ABOUT THIS EXERCISE:
Extract from the listing each line in which the word "SwitchLegs" appears.

=== Begin Enclosure ===

Issue #3367, opened 2021-12-21
finish double-EOS protocol


mccanne:
Sort and procs that merge upstreams branches into a downstream branch (i.e., combine, merge, etc) all need to be updated to correctly implement the double EOS protocol.  Need good test coverage here.

mccanne:
Sort is merged #3417

mccanne:
Done!

PR #3417, opened 2021-12-30
adapt sort operator with double EOS protocol

mccanne:
This commit adds support to the sort operator for the double EOS
protocol and adds a test to sort the output of over.

We also restructured the sort logic so it's now "batch oriented"
instead of "run oriented" which will make adapting it for
scoped batches easier in a forthcoming PR.

This is part of issue #3367


proc/sort/sort.go
```diff
@@ -55,112 +56,140 @@ func (p *Proc) Done() {
...
+	var spiller *spill.MergeSort
+	var eof bool
 	var nbytes int
 	var out []zed.Value
 	for {
 		batch, err := p.parent.Pull()
 		if err != nil {
-			return nil, false, err
+			p.sendResult(nil, err)
+			return
```
nwt, line 69: If `spiller` is non-nil, this will return without calling `spiller.Cleanup`. But rather than insert a call here, I think you should simplify the protocol: Remove all the existing calls (including the one in `sendSpills`). Add one call immediately before `spiller = nil`. And add a deferred call immediately after `var spiller *spill.MergeSort`:
```go
	 defer func() {
	 	 if spiller != nil {
	 	 	 spiller.Cleanup()
		}
	}()
```

proc/sort/sort.go
```diff
@@ -55,112 +56,140 @@ func (p *Proc) Done() {
...
+	unseen := p.unseenFieldTracker.unseen()
+	vals := make([]zed.Value, 0, len(unseen))
+	for _, f := range unseen {
 		name, _ := expr.DotExprToString(f)
+		if name == "this" {
+			continue
+		}
 		e := fmt.Sprintf("warning: sort field %q not present in input", name)
-		a.Append(zed.NewValue(zed.TypeError, []byte(e)))
+		vals = append(vals, *zed.NewValue(zed.TypeError, []byte(e)))
```
nwt, line 187:
```go
		if name, _ := expr.DotExprToString(f); name != "this" {
			vals = append(vals, *zed.NewErrorf("warning: sort field %q not present in input", name))
		}
```

proc/sort/sort.go
mccanne: good idea!

mccanne: The cleanup in sendSpills is needed on success because otherwise the tmp files will never be deleted.  Maybe Cleanup() should be called Close()?

nwt: That's why I suggested adding one call immediately before `spiller = nil`. Keeping the call in `sendSpills` as you have makes the protocol less clear—readers have to examine both methods to see that `spiller.Cleanup` is called appropriately.

mccanne: Ok, fixed

nwt (approved):

Issue #3420, opened 2021-12-31
catchers everywhere


mccanne:
Add defer/recover calls everywhere needed in the operator data path wherever a new goroutine is created.  proc.Catcher is nice but we night want to lift the recovery point higher up in various cases.

We should audit the code and make sure we have coverage of this item.

PR #3421, opened 2022-01-01
update threaded operators to handle batching protocol

mccanne:
This commit has a number of changes to accommodate the batching protocol
in various threaded operators including switch, exprswitch, combine,
and merge.  For merge and combine, there's no need to detect double-EOS
but rather convey double-EOS through the fan-in of nodes where we need
to block paths that have sent EOS until all of the paths have sent EOS,
then resume all paths at the same time.  Doing this in combination with
a deadlock-free done protocol was a bit tricky, but we have clarified
the Done contract to say if an operator initiates a Done it must immediately
call Pull until receiving EOS then send exactly one EOS downstream and
resume as if initialized.

We added an explicit merge operator in the Zed language.  Previously, merge
was used only by the compiler on lakes but having a merge operator in
Zed is by itself useful but also makes for easier testing.  This will be
undocumented for now.

These changes exposed a bug in the "from" operator where a race between
EOF of the scanner and a Done coming upstream could result in a file
being erroneously closed twice.

We also added various catchers near the top of goroutines.  We might want
to make this even a bit tighter by adding the defer/recover calls right
at the point of goroutine creation.  See issue #3420.

### DIFF
--- a/proc/exprswitch/exprswitch.go
+++ b/proc/exprswitch/exprswitch.go
@@ -1,8 +1,6 @@
 package exprswitch
 
 import (
-	"sync"
-
 	"github.com/brimdata/zed"
 	"github.com/brimdata/zed/expr"
 	"github.com/brimdata/zed/proc"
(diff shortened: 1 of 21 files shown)


proc/router.go
```diff
@@ -0,0 +1,203 @@
+package proc
+
+import (
+	"sync"
+
+	"github.com/brimdata/zed/zbuf"
+)
+
+type Selector interface {
+	Forward(*Router, zbuf.Batch) error
```
nwt, line 10:
```suggestion
type Forwarder interface {
	Forward(*Router, zbuf.Batch) error
```

proc/split/split.go
```diff
@@ -14,113 +12,25 @@ import (
...
-	// Send SplitProc a request, then read the result. On EOS we send a nil
-	// request to let SplitProc know we're done, which will cause it to exit
-	// when it sees that all of us SplitChannels are gone.
-	p.request <- p.ch
-	result := <-p.ch
+var _ proc.Selector = (*Splitter)(nil)
 
-	if result.Batch == nil || result.Err != nil {
-		p.Done()
+func New(pctx *proc.Context, parent proc.Interface, n int) (*proc.Router, []proc.Interface) {
```
nwt, line 19: The `*proc.Router` return parameter never gets used, so maybe drop it.

proc/split/split.go
```diff
@@ -14,113 +12,25 @@ import (
...
-
-func send(flight []chan<- proc.Result, result proc.Result) {
-	for _, ch := range flight {
-		if result.Batch != nil {
-			result.Batch.Ref()
-		}
-		ch <- result
-	}
-}
+type Splitter []proc.Interface
```
nwt, line 15: This thing's only used in this package.
```suggestion
type splitter []proc.Interface
```

proc/router.go
nwt: Or, if you prefer Selector.
```suggestion
type Selector interface {
	Select(*Router, zbuf.Batch) error
```

proc/exprswitch/exprswitch.go
```diff
@@ -1,123 +1,84 @@
...
-
-func (p *Proc) Done() {
-	go func() {
-		for {
-			if _, ok := <-p.ch; !ok {
-				return
-			}
-		}
-	}()
+	return nil
```
nwt, line 83:
```suggestion
	batch.Unref()
	return nil
```

proc/head/head.go
```diff
@@ -36,13 +47,25 @@ func (p *Proc) Pull() (zbuf.Batch, error) {
...
+	for {
+		batch, err := p.parent.Pull()
+		if err != nil {
+			p.err = err
+			return
+		}
+		if batch == nil {
+			p.done = true
+			return
+		}
```
nwt, line 69:
```suggestion
		}
		batch.Unref()
```

proc/merge/merge.go
```diff
@@ -1,39 +1,274 @@
...
+	}
+}
+
+func (p *Proc) Pull() (zbuf.Batch, error) {
+	p.once.Do(p.run)
+	if p.err != nil {
+		return nil, p.err
+	}
+	if p.Len() == 0 {
+		// No more batches in head of line.  So, lets resume
```
nwt, line 57:
```suggestion
		// No more batches in head of line.  So, let's resume
```

proc/merge/merge.go
```diff
@@ -1,39 +1,274 @@
...
+	defer close(p.resultCh)
+	for {
+		batch, err := p.Pull()
+		select {
+		case p.resultCh <- proc.Result{batch, err}:
+			if err != nil {
+				return
+			}
+			if batch == nil {
+				if ok := p.resume(); !ok {
```
nwt, line 220:
```suggestion
				if !p.resume() {
```

proc/merge/merge.go
```diff
@@ -1,39 +1,274 @@
...
+					return
+				}
+			}
+		case <-p.doneCh:
+			// Drop the pending batch and initiate a done...
+			if ok := p.done(); !ok {
```
nwt, line 226:
```suggestion
			// Drop the pending batch and initiate a done.
			if !p.done() {
```

proc/merge/merge.go
```diff
@@ -1,39 +1,274 @@
...
+	u := p.hol[0]
+	val := &u.vals[0]
+	u.vals = u.vals[1:]
+	if len(u.vals) == 0 {
+		ok, err := p.replenish(u)
+		if err != nil {
+			return nil, err
+		}
+		if !ok {
+			heap.Pop(p)
```
nwt, line 126: My recollection is that these heap operations are spendy and avoiding unnecessary calls to `heap.Fix` in `zbuf.Merger.Read` made a measurable difference.
```suggestion
			heap.Pop(p)
			return val, nil
```

proc/router.go
```diff
@@ -0,0 +1,203 @@
...
+
+func (r *Router) run() {
+	defer func() {
+		// At double-EOS completion, we close all channels so the
+		// downstream routes will automatically get their double-EOS completions.
+		for _, ch := range r.routes {
+			close(ch)
+		}
+	}()
+	var EOS bool
```
nwt, line 57:
```suggestion
	var eos bool
```

proc/switcher/switch.go
```diff
@@ -1,169 +1,78 @@
...
-	for i, ch := range s.requests {
-		if results[i].Batch != nil {
-			results[i].Batch.Ref()
-			ch <- results[i]
-			s.requests[i] = nil
-			results[i].Batch = nil
+	// Send each case that has vals from this batch.
+	// We have vals that point into the current batch so we
+	// ref the batch for each outgoing new batch, then unref
+	// the batch once after the loop.
```
nwt, line 65: This comment reads like this function calls Unref but it's actually the router that calls it.
```suggestion
	// We have vals that point into the current batch so we
	// ref the batch for each outgoing new batch.
```

proc/exprswitch/exprswitch.go
```diff
@@ -1,123 +1,84 @@
...
-	} else {
-		for k, ch := range s.cases {
-			if ch == doneCh {
-				delete(s.cases, k)
-				break
-			}
+	// Send each case that has vals from this batch.
+	// We have vals that point into the current batch so we
+	// ref the batch for each outgoing new batch, then unref
+	// the batch once after the loop.
```
nwt, line 65: This comment reads like this function calls Unref but it's actually the router that calls it.
```suggestion
	// We have vals that point into the current batch so we
	// ref the batch for each outgoing new batch.
```

proc/router.go
```diff
@@ -0,0 +1,203 @@
...
+}
+
+func (r *route) Pull() (zbuf.Batch, error) {
+	r.router.once.Do(func() {
+		go r.router.run()
+	})
+	if result, ok := <-r.resultCh; ok {
+		return result.Batch, result.Err
+	}
+	// Router err protected by result channel
```
nwt, line 197: Nit: We usually put comments like this in the type declaration adjacent to the applicable field.

nwt (approved):

PR #3422, opened 2022-01-01
language improvements (drop semicolon, case keyword, match to search)

mccanne:
This commit makes a number of improvements to the language for
clarity and consistency. Semicolons are no longer used anywhere.
Instead, new instroduced keywords to provide needed disambiguation:
"pool" (inside of a multi-way from) and "case" (for switch cases).

The new keywords provide familiarity and while they increase typing
a bit, they are used in contexts where you would be "editing code"
compared to "typing searches".

We also changed the "match()" expression syntax to "search()" as this
is clearer in intent.  This change was made in combination with the
fact that swithc case expressions are now always expressions whereas
before one style was boolean search and the other style was expression.
This just created confusion for me.  So, now you assume expression
syntax and where you want boolean search, you just wrap the text
with search().


compiler/parser/parser.peg
```diff
@@ -63,67 +63,72 @@ Consts
...
+SplitLeg
+  = __ "=>" __ s:Sequential { RETURN(s) }
+
+SwitchLegs
+  = __ first:SwitchLeg rest:(_ leg:SwitchLeg { RETURN(leg) })* {
+    RETURN(PREPEND(first, rest))
+  }
+
+SwitchLeg
+  = expr:Case __ "=>" __ proc:Sequential {
```
nwt, line 108: You could use `SwitchLeg+` instead of `SwitchLegs` in the switch rules if you added a `__` prefix.
```suggestion
SwitchLeg
  = __ expr:Case __ "=>" __ proc:Sequential {
```

compiler/parser/parser.peg
```diff
@@ -63,67 +63,72 @@ Consts
...
+  = "case" _ expr:Expr { RETURN(expr) }
+  / "default" { RETURN(NULL) }
+
+FromLeg
+  = __ source:FromHead __  seq:Sequential {
+      RETURN(MAP("kind": "Trunk", "source": source, "seq": seq))
+    }
+  / __ source:FromSource {
+      RETURN(MAP("kind": "Trunk", "source": source, "seq": NULL))
     }
```
nwt, line 122: Maybe shorten?
```suggestion
  = __ source:FromHead seq:(__  s:Sequential { RETURN(s) })? {
      RETURN(MAP("kind": "Trunk", "source": source, "seq": seq))
    }
```

nwt (approved):

compiler/parser/parser.peg
```diff
@@ -63,67 +63,72 @@ Consts
...
   / f:Function &EndOfOp { RETURN(f) }
   / a:OpAssignment &EndOfOp { RETURN(a) }
   / a:Aggregation &EndOfOp  { RETURN(a) }
   / expr:SearchBoolean !AggGuard {
       RETURN(MAP("kind": "Filter", "expr": expr))
     }
 
-SwitchLiteralClause
-  = __ expr:(DefaultToken / Literal / Identifier) __ "=>" __ proc:Sequential __ ";" {
+EndOfOp = __ (Pipe / SearchKeywordGuard / "=>" / [);] / EOF)
```
mattnibs, line 96: Should we remove the `;` from here or keep this for backwards compatability?

mattnibs (approved):
This is great!

compiler/parser/parser.peg
mccanne: This changes the empty case to require "=>".  We could make this change but I think it would look strange.

nwt: Indeed. I missed that the first rule uses `FromHead` but the second uses `FromSource`. Sorry for the noise.

jameskerr:
Can you give an example of how you'd rewrite this query now?

```
"* | split ( => every 1h count(); => count() by id.resp_h;)"
```

PR #3424, opened 2022-01-03
Peeker: return EOF is cursor is empty after fill.

mattnibs:


nwt (approved):
Is this worth a unit test?

mattnibs:
> Is this worth a unit test?

Yeah probably...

=== End Enclosure ===

RESULT:
+SwitchLegs
nwt, line 108: You could use `SwitchLeg+` instead of `SwitchLegs` in the switch rules if you added a `__` prefix.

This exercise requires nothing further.